While attending Hacker School in the fall, I found myself utilizing SQL on a much more regular basis than I'd expected. My only previous experience with SQL was querying against fictitious databases in my college classes, so it was refreshing to use a database for “real-world” stuff. I helped Sumana update her Missing From Wikipedia application so that it queried against live replicas of Wikipedia databases (something that anyone can do via Wikimedia Labs).

One of the first questions we had was whether we needed to use ORM. Object/relational mapping gives two incompatible type systems – an object-oriented model and a relational database – the ability to communicate more fluently. For example, SQLAlchemy's ORM component allows Python developers to directly map information pulled from database to classes. However, Missing From Wikipedia doesn't need to load entries into object-oriented data structures – it simply needs to check to see if a given entry exists. Using something like SQLAlchemy would have probably been overkill for our purposes.

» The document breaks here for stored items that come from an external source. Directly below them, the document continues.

Issue #327, opened 2026-04-30
[vllm extras] vllm is unpinned in pyproject.toml; PyPI HEAD wheel breaks any CUDA-12 base


shsym:
## `pie-server[vllm]` extra is unpinned, resolves to a CUDA-13-only wheel

- Branch: `features/deva-integration`

`pie/pyproject.toml:83-85` has a bare `vllm` with no version (and the commented sibling-checkout `path = "../../vllm"` at line 141 is the intended pin pattern, but doesn't apply for forks/CI without a sibling). On a clean checkout `uv sync --extra vllm` resolves to **vllm 0.20.0** from PyPI, whose default wheel is built for CUDA 13.0 / libcudart.so.13 (per [vllm's docs](https://docs.vllm.ai/en/stable/getting_started/installation/gpu/) — the +cu129 and +cpu variants ship as separate release assets).

On any CUDA 12.x base:

```
$ uv sync --extra cu128 --extra vllm
$ python -c "import vllm._C"
ImportError: libcudart.so.13: cannot open shared object file: No such file or directory
```

Host driver caps matter too — 575.x maxes at CUDA 12.9 and 570.x at 12.8, so anything cu130 also fails at runtime unless the host driver is 580.x+.

Wanted to check: which vllm version + CUDA generation does `features/deva-integration` actually test against? Happy to put up a quick PR once we know.

One option that worked in our fork (cu129 stack on a 12.9 host):

```toml
vllm = [
    "vllm @ https://github.com/vllm-project/vllm/releases/download/v0.20.0/vllm-0.20.0+cu129-cp38-abi3-manylinux_2_31_x86_64.whl ; sys_platform == 'linux' and platform_machine == 'x86_64'",
]
```

paired with a `cu129` extras section parallel to the existing `cu128` and a `pytorch-cu129` index. Other shapes (PyPI `vllm==0.X.Y`, or a documented sibling-checkout ref) work too — whatever fits the team's workflow.

Hit this while integrating into a clean Docker image; #326 has a related rand_mv lazy-compile + gencode auto-detect fix in the same blast radius.

shsym:
@ingim, could you check this and let us know which versions we should target?

ingim:
What's your take on this? I think the issue is with the wheel selection rather than version 0.20.0 itself. Ideally, we'd align pie's CUDA wheel selection with vllm's.
Since we're using uv, we could map pie's flags to specific vllm wheels, similar to what we did for the flashinfer cache.

[...]

PR #331, opened 2026-04-30
chore(stack): cu129 + headless-vllm + first-call warmup fixes for RTX 4090 / sm_89

shsym:
## What

Three commits that together let `pie` actually build and run smoothly on cu129 with the headless-vllm wheel pin. Carried in `shsym:features/vllm-opt`; rebased onto current upstream HEAD.

```
b6a10355  build(deps): add cu129 extras and adopt headless vllm
fdc22bb7  fix(server):  pre-warm torch.cuda.device_count in main thread
249d045e  fix(runtime): bump fire_batch timeout 30s -> 300s for first-call warmup
```

Diff stat: ~+51 / -8 across 3 files (`pie/pyproject.toml`, `pie/src/pie/server.py`, `runtime/src/device.rs`).

> Originally I bundled the rand_mv compute-capability auto-detect commit too, then noticed it's already in flight as #326 — dropped from this PR to avoid duplication. Treat #326 as a soft prerequisite: without it, this stack still builds and starts, but rand_mv won't bind on any GPU outside the originally-baked target arch.

### `b6a10355` — pyproject: cu129 extras + headless vllm
Adopts the headless-vllm direction discussed in #327. `pie` no longer pins `vllm` directly; the extras section adds cu129 wheels for torch / torchao / flashinfer routed via `--extra-index-url cu129` so transitive `torchvision`/`torchaudio` pulls don't drift to cu130. The container recipe layers vllm on top explicitly (matches the deva-trial Dockerfile pattern).

### `fdc22bb7` — server: pre-warm torch.cuda.device_count
First-call into `torch.cuda` from a non-main thread can stall on CUDA initialization (lazy init crosses the GIL boundary in awkward ways). Pre-warming `torch.cuda.device_count()` in the main thread inside `Server.__aenter__` removes the stall. Surfaced as a multi-second latency spike on the *first* request that touched CUDA — invisible after the first call.

### `249d045e` — runtime: fire_batch timeout 30s → 300s for first-call warmup
The first `fire_batch` RPC bundles vllm engine init + Qwen3-0.6B weight load + flashinfer workspace alloc + torch.compile. On a cold cache that's 60-120s typical, more under contention. The 30s cap was a debugging leftover; 300s is generous enough to not false-trip while still catching genuine wedges.

## Why one PR

The three touch different files but address one composite goal: make pie buildable + non-flaky on cu129. Splitting into three would each individually look unmotivated ("why this constant?", "why this pre-warm?") because the failure mode for each is only visible when running the full stack on the target hardware. Happy to break up if maintainers prefer.

## Validation

These commits have been carried in `shsym:features/vllm-opt` and exercised end-to-end on ECL RTX 4090s for the past several weeks. The most recent e2e was the #328 reproducer ([#330](https://github.com/pie-project/pie/pull/330)) — that test ran on a build of `features/vllm-opt + #330's fix` and the engine came up cleanly.

## Relationship to other PRs / issues

- **#326** — rand_mv compute-capability auto-detect. Soft prereq for actually loading on sm_89; not duplicated here.
- **#327** — headless-vllm direction discussion; this PR ships the concrete pyproject change.
- **#330** — the #328 reasoning bug fix, independent of this stack (touches different files, no overlap).
- No conflicts with current `features/deva-integration` HEAD (`74787e61`). `cargo check` clean.

## Out of scope

- The actual vllm install (still container-side; matches the headless-vllm contract — pie ships pyproject without `vllm` as a direct dep).
- Any of the multistep / async-overlap / KV admission work from `shsym:features/vllm-opt`'s history that DIDN'T land here — those are separate experimental branches.

### DIFF
--- a/pie/pyproject.toml
+++ b/pie/pyproject.toml
@@ -66,6 +66,11 @@ cu128 = [
     "flashinfer-jit-cache==0.6.8.post1",
 ]
 
+cu129 = [
+    "torch>=2.11.0",
+    "torchao>=0.14.1",
+]
+
 # --- Metal (macOS) ---
 metal = [
     "torch>=2.7.1",
@@ -77,12 +82,13 @@ metal = [
 ]
 
 # --- vLLM backend (CUDA / ROCm / XPU / TPU) ---
-# Pinned tight to the version we test against; bumped weekly via automation.
-# Sourced from the sibling `vllm/` checkout so we track upstream tip, not
-# the stale `vllm` PyPI metadata (the cu128 mirror lags far behind upstream).
-vllm = [
-    "vllm",
-]
+# Headless: pie does NOT pin vllm. Users install vllm themselves per
+# https://docs.vllm.ai/en/stable/getting_started/installation/gpu/, picking
+# the wheel that matches their CUDA generation (e.g. +cu129 release asset
+# for a CUDA 12.9 host, the default PyPI wheel for cu130 hosts). pie's
+# pie_driver_vllm raises a clear error at import time if vllm is missing.
+# Supported range: vllm>=0.20,<0.21 as of this writing.
+vllm = []
 
 # --- SGLang backend (CUDA / ROCm / XPU / NPU) ---
 # Sourced from the sibling `sglang/` checkout so we track upstream tip.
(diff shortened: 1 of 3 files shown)


shsym:
Closing in favor of two focused PRs split by concern: cu129+headless-vllm decoupling (per #327 Option 1) vs first-call warmup hygiene fixes. Links to follow.

PR #362, opened 2026-05-16
driver/portable: load MoE experts from stacked GGUF tensors

shsym:
## TL;DR

* Make MoE GGUFs load: probe for stacked expert slabs, route through `declare_stacked_experts_from_3d_`.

Instead, Sumana and I used simple SQL queries to to determine whether a particular row a) exists and b) fulfills particular criteria. By using “SELECT exists” to wrap what would have been our base queries, we created calls that returned booleans:

select exists (select page\_id from page
where page\_title='MariaDB' AND page\_namespace=0)

>>1

(Results exist.)

select exists (select page\_id from page
where page\_title = 'MariaDBBBBBBBBBBBB' AND page\_namespace=0)

>>0

(No results exist.)

During this initial investigation, we found that Sumana's old method of hitting the web API and this new method of making a SQL query were comparable in speed. Some friendly folks in the IRC channel informed us that that “page_namespace” and “page_titles” were indexed via a composite index, but we found that we actually wanted to query on the “page” and “page_title” columns.

While the SQL calls were not optimized in any way, I was surprised that there was not at least a small jump in efficiency that came from hitting the SQL database directly. Regardless, the Wikimedia Labs replica databases still give developers an amazing amount of power and flexibility in creating applications that integrate Wikipedia data, and I'm certain I'll revisit them in the future.